While the U.S. has yet to license one, China connected its first prototype high-temperature gas-cooled reactor to the grid last year. Analysts say that places Beijing at least 10 years ahead of the U.S.
Sadly, despite the efforts I describe in the story, I was not able to get a visa to visit any nuclear sites in China. I hope I can find a new opportunity in the next year or so.
Instead, my story opens with the perspective of a Ghanaian student at China’s Tsinghua University, who dreams of bringing nuclear technology to his West African homeland.
You can read the full story here.
For more on this, I recommend:
Bloomberg’s Odd Lots podcast interview with Shanghai-based analyst David Fishman, who is well worth following on X.
The International Energy Agency’s newly-published Pathway to a New Era for Nuclear Energy white paper.
Reuters’ scoop from last month on China’s apparent construction of a new nuclear fusion facility.
Singaporean broadcaster CNA’s 45-minute documentary last year on Bataan.
My debut on Filipino TV last year, a 20-minute interview on the widely-watched ANC channel’s “Headstart” program:
Special thanks to all of you who are new here and subscribed in the wake of the news of my buyout at HuffPost. You are most welcome.
Given the typically serious nature of what I write about here, I like to add some levity by suggesting a song at the end of each newsletter.
This edition’s music is the song “Lw Kan” by El Shab Arab from the Tripoli-born Egyptian singer’s 1993 album. I heard it playing in a Palestinian cafe here in my neighborhood a few months ago, and I have been hooked ever since.

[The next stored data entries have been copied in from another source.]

PR #1131, opened 2026-06-02
chore: dev from dump improvement

chedieck:
Description
---
- Fix `make dev-from-dump` workflow to spin up a local dev env with a prod database dump
- Named Docker volume for DB so the long import only happens once
- `pv` progress bar during dump import
- Skips prisma migrations (uses `migrate deploy` since dump already has schema + migration history)
- Skips cache rebuild in dev-from-dump (prevents MariaDB I/O saturation)
- Pages load in seconds instead of hanging for minutes with prod-sized data

### New make targets
- `make stop-dev-from-dump` — stop without losing DB
- `make reset-dev-from-dump` — full restart
- `make reset-dev-from-dump-keep-db` — restart dev container only, DB stays
- `make nuke-dev-from-dump` — destroy everything including DB volume

### Remarks
- Requires a `dump.sql` in the repo root (from `mariadb-dump` on prod)
- First run takes 15-30 min (importing 2.6GB dump). Subsequent runs are instant

Test Plan
---
1. Place a prod dump.sql in root
2. `make dev-from-dump` — watch db logs for pv progress
3. Once done, navigate to localhost:3000 — dashboard, payments, buttons, wallets should all load within seconds
4. `make stop-dev-from-dump && make dev-from-dump` — should skip import (instant start)
5. `make nuke-dev-from-dump && make dev-from-dump` — should reimport from scratch

## Summary by CodeRabbit

* **Chores**
  * Added development commands and Docker Compose support for dump-based workflows; new env flags to enable dump mode and skip cache rebuild.
  * Persisted dump-based database data to a named volume.
  * Updated ignore rules to exclude a runtime file.

* **Performance**
  * Optionally skip cache rebuild to speed startup when using database dumps.

* **Usability**
  * Improved database import with progress reporting and more robust startup behavior for migrations/seeding.


scripts/db/Dockerfile
```diff
@@ -3,7 +3,7 @@ FROM mariadb:latest
 RUN mkhomedir_helper mysql
 
 RUN apt-get update || echo && \
```
Fabcien: Not sure I understand the use of || echo here, if the goal is to avoid failures then || true seems more appropriated

scripts/db-entrypoint.sh
```diff
@@ -11,14 +11,24 @@ cd /home/mysql/raw_entrypoint || exit
...
         sed_vars "$file"
     fi
 done
 
 cd ../entrypoint/ || exit
 
 for file in *.sql; do
-    mariadb -u root -p"$MYSQL_ROOT_PASSWORD" < "$file"
+    if [[ "$file" == *dump* ]]; then
+        filesize=$(stat -c%s "$file" 2>/dev/null || stat -f%z "$file" 2>/dev/null)
```
Fabcien: I don't get the second part of the subcommand `stat -f%z`, what does this do ?

scripts/paybutton-server-start.sh
```diff
@@ -17,12 +17,18 @@ logtime=$(date +%Y-%m-%d@%H:%M)
...
+elif [ "$ENVIRONMENT" = "production" ]; then
     yarn prisma migrate deploy || exit 1
     yarn prisma generate || exit 1
     pm2 start yarn --time --interpreter ash --name jobs --output logs/jobs.log --error logs/jobs.log -- initJobs || exit 1
     pm2 start yarn --time --interpreter ash --name WSServer --output logs/ws-server.log --error logs/ws-server.log -- initWSServer || exit 1
-    pm2 start yarn --time --interpreter ash --name next --output logs/next.log --error logs/next.log -- prod || exit 1
+    if [ "$ENVIRONMENT" = "production" ]; then
+        pm2 start yarn --time --interpreter ash --name next --output logs/next.log --error logs/next.log -- prod || exit 1
+    else
+        pm2 start yarn --time --interpreter ash --name next --output logs/next.log --error logs/next.log -- dev || exit 1
```
Fabcien: This is unreachable, you're already in a if [ "$ENVIRONMENT" = "production" ]; branch
Edit: I see this is fixed in the follow up commit. Better squash in this case to make the review easier

.gitignore
```diff
@@ -39,3 +39,4 @@ prisma-local/seeds/productionTxs.csv
 paybutton-config.json
 
 dump.sql*
+.forever
```
Fabcien, line 42: out of curiosity, what is this?

scripts/db-entrypoint.sh
chedieck: Same thing, but for BSD/MacOS; overall unecessary bc this will run inside the container anyways, but was just something the AI did by default

.gitignore
chedieck: I took this pattern out of another blockchainventures project, it's just a hidden directory to put repo-related stuff that should not be committed, temp stuff, without adding untracked files and "dirtying" the worktree

scripts/db-entrypoint.sh
```diff
@@ -10,11 +10,25 @@ sed_vars () {
...
+    if [[ "$file" == *dump* ]]; then
+        filesize=$(stat -Lc%s "$file" 2>/dev/null || stat -Lf%z "$file" 2>/dev/null)
+        echo "Importing $file ($(numfmt --to=iec $filesize)) ..."
+        pv "$file" | mariadb -u root -p"$MYSQL_ROOT_PASSWORD"
+    else
+        echo "Importing $file ..."
+        mariadb -u root -p"$MYSQL_ROOT_PASSWORD" < "$file"
+    fi
+    echo "Done importing $file"
 done
```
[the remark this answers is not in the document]
Fabcien: `set -euo pipefail` at the top of the script is a good idea

Fabcien (approved):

Signing off from snowy Bay Ridge, Brooklyn, where my wife and I returned early yesterday from our babymoon to avoid driving on icy roads. Sure enough, as we turned off the Belt Parkway onto Shore Road, all the buses had chains on their tires. The energy-efficiency nerd in me often resents how hot our pre-war apartment gets in the winter, a symptom of the post-Spanish Flu building norms that were meant to encourage open windows and air flow even in the winter. But on days like today, as I enjoy the toasty warmth, the radiators’ hiss is like music to me.